* **TASK INPUT**
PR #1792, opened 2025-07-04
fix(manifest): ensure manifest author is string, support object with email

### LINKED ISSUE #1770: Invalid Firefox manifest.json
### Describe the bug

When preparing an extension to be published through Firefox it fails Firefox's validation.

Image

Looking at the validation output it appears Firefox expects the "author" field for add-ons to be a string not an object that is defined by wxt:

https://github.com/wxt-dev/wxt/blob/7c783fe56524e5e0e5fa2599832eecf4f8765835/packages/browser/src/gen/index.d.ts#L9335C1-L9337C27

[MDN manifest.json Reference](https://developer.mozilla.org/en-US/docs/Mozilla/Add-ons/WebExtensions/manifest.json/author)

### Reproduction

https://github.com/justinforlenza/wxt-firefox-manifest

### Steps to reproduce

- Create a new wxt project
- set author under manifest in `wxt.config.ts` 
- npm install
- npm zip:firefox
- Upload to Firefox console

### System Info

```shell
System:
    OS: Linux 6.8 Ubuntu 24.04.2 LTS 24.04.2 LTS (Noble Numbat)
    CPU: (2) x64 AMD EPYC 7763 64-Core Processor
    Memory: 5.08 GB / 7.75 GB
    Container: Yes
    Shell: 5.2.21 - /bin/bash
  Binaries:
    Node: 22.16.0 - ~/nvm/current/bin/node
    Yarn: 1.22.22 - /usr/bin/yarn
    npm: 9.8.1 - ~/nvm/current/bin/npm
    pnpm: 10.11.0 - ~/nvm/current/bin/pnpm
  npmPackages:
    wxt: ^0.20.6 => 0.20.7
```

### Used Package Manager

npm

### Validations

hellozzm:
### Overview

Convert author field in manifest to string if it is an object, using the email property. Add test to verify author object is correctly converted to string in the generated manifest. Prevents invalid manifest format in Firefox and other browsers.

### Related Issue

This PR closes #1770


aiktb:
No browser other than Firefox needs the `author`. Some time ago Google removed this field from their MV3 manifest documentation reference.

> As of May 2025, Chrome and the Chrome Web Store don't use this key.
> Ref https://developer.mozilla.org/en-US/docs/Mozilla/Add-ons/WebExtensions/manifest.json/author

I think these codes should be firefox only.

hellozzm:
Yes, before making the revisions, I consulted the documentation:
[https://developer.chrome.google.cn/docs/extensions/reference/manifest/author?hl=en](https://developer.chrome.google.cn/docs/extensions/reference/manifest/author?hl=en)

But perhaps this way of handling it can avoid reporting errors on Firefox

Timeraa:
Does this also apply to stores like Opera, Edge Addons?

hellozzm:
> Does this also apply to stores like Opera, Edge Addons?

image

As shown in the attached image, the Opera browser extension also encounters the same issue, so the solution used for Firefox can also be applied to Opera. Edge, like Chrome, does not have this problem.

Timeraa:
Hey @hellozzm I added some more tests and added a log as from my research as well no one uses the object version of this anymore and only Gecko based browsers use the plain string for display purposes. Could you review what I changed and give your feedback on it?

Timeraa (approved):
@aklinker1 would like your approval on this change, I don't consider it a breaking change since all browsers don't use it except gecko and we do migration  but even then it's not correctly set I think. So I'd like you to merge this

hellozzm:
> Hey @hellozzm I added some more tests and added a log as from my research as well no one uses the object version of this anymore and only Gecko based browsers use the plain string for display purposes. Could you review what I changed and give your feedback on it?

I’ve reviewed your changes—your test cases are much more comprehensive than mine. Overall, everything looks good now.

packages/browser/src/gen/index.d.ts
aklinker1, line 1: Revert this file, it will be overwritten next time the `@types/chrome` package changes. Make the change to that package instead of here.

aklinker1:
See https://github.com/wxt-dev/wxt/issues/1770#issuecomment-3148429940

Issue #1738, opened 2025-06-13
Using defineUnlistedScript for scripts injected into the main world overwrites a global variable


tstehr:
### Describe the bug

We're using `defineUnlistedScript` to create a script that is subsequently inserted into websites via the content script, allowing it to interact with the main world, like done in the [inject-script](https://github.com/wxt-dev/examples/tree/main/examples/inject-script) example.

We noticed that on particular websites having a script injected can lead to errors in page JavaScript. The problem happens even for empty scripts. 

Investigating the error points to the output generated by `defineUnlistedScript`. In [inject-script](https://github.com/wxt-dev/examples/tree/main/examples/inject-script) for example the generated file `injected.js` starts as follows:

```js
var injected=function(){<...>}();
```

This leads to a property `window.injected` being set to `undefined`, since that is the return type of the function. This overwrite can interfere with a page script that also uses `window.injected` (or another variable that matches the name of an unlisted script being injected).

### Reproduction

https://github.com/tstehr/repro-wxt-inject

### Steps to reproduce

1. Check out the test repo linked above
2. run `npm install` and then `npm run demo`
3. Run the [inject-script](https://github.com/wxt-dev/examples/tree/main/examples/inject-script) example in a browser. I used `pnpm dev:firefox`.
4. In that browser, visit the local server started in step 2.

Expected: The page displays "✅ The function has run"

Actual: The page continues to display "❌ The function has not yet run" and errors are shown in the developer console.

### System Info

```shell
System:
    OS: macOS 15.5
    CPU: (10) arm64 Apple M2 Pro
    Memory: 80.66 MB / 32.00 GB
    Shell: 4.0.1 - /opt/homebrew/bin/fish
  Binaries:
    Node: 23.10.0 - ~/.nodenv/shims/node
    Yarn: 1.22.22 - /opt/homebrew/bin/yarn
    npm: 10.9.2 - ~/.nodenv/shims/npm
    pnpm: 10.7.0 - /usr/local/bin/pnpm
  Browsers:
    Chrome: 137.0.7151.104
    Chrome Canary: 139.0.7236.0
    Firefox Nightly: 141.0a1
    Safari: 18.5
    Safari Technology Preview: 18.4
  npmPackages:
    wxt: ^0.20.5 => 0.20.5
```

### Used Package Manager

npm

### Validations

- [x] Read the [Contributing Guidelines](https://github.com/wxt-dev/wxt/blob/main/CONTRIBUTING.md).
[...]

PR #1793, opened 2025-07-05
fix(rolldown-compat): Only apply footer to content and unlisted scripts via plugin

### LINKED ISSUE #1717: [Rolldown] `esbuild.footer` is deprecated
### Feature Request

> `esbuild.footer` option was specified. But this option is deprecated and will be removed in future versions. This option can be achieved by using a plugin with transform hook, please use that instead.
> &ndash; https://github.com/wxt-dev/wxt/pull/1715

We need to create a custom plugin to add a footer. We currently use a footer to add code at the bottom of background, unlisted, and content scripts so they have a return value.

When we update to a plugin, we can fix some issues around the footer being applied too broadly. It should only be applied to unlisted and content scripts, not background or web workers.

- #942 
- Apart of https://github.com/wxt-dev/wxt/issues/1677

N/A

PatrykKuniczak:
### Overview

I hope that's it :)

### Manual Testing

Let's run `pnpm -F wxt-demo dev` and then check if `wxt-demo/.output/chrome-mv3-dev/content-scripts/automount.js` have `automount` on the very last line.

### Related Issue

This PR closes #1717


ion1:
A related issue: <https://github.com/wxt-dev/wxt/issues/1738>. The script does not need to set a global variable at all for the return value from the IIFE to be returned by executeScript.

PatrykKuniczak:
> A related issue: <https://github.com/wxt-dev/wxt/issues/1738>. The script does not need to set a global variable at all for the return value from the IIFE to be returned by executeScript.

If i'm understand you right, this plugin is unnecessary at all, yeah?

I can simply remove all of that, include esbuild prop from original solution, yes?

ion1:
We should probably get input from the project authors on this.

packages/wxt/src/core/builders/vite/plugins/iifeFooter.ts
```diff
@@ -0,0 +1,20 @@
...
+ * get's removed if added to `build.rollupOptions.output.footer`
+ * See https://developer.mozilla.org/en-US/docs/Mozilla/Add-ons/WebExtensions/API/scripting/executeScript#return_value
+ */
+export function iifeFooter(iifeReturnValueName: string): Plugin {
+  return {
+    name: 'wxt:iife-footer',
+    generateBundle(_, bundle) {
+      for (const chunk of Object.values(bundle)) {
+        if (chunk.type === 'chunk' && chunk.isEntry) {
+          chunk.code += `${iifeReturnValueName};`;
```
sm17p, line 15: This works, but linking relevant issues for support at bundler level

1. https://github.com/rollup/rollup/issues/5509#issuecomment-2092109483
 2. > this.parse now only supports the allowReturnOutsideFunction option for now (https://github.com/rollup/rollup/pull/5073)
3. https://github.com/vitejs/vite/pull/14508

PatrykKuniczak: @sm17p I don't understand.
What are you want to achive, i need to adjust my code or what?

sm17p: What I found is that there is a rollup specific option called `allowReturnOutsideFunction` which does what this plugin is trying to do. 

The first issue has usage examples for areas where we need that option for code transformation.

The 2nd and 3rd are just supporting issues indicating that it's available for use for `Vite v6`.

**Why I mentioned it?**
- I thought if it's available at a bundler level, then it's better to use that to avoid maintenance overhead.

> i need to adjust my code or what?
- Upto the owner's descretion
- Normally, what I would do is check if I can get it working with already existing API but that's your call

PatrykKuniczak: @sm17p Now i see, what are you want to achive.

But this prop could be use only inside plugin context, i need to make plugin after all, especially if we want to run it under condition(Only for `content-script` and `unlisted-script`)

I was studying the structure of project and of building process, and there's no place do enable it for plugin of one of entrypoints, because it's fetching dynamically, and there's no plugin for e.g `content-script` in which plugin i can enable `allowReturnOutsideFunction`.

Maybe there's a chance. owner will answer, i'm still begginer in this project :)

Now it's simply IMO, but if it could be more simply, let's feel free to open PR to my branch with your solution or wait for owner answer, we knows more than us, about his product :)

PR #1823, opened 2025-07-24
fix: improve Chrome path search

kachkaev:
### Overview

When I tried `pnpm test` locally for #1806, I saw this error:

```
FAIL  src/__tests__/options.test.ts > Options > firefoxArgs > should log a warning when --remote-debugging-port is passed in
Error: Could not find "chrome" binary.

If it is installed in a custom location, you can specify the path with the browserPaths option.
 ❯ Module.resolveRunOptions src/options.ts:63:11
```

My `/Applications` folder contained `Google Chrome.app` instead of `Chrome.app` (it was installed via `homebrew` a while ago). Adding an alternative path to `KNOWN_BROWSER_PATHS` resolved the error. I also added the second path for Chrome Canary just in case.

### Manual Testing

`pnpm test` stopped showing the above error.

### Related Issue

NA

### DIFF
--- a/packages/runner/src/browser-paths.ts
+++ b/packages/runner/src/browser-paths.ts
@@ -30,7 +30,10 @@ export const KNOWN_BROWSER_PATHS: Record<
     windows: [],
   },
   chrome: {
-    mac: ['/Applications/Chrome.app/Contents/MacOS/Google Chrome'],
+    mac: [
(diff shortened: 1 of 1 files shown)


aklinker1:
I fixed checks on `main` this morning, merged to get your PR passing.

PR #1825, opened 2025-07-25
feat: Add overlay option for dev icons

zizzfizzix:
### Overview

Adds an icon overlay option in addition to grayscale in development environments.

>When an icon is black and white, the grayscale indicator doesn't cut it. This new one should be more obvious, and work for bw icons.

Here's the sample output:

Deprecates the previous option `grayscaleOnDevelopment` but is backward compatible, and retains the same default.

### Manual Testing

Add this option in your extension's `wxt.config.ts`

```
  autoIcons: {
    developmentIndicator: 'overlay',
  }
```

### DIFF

* **WHAT TO DO**
Find the word "shims" in the records and pull out each line that has it.

* **SOLUTION TO THIS EXERCISE**
    Node: 23.10.0 - ~/.nodenv/shims/node
    npm: 10.9.2 - ~/.nodenv/shims/npm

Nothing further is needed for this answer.